Wie man sieht klappt das nicht, ich habe dann mal versucht die Homepage des ivtv-Projekts zu erreichen -> http://www.ivtvdriver.org/ -> tot.

Tja, jetzt sitz ich in der Klemme, den ohne Treiber kein PC und ohne PC kein Fernsehen. Keine Ahnung warum die homepage des Projekts derzeit down ist, aber für mich fast ein Weltuntergang.

Ich habe jetzt schon im Internet nach der Datei ivtv-firmware-20080701.tar.gz gesucht, aber nur RPM's gefunden und die passen irgendwie nicht. Alle Seiten verweisen immer wieder auf http://www.ivtvdriver.org/ .... es gibt einfach keine andere Quelle dafür.
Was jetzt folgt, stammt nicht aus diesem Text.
PR #493, opened 2024-07-25
fix: add arch to cache key

Zxilly:
**Description:**

GitHub has added the arm64 runner, so arch should be used as part of the cache key. Otherwise, if there are `macos-13` `macos-14` running at the same time, the late executor will get the wrong cache.

**Related issue:**

https://github.com/actions/setup-python/pull/896

**Check list:**


Zxilly:
@kolyshkin This mainly happens on macOs amd64/arm64, and the previous patch didn't resolve it.

aparnajyothi-y (approved):

aparnajyothi-y (approved):

kolyshkin:
> @kolyshkin This mainly happens on macOS amd64/arm64, and the previous patch didn't resolve it.

I agree. Yet one day we'll have Windows and Linux on ARM and this will be needed there as well. Thanks for adding, LGTM(NB).

Zxilly:
For GitHub Enterprise we already have Linux arm64 provided by ARM.

priyagupta108 (approved):

HarithaVattikuti (approved):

Ich wollte jetzt mal ganz nett fragen, ob jemand von euch vielleicht die ivtv-Treiber installiert hat und mir die Datei ivtv-firmware-20080701.tar.gzentweder per Email oder ftp zur Verfügung stellen könnte? Ich wäre euch extrem dankbar und irgendwer muss das Teil doch noch in seinen "distfiles" rumliegen haben.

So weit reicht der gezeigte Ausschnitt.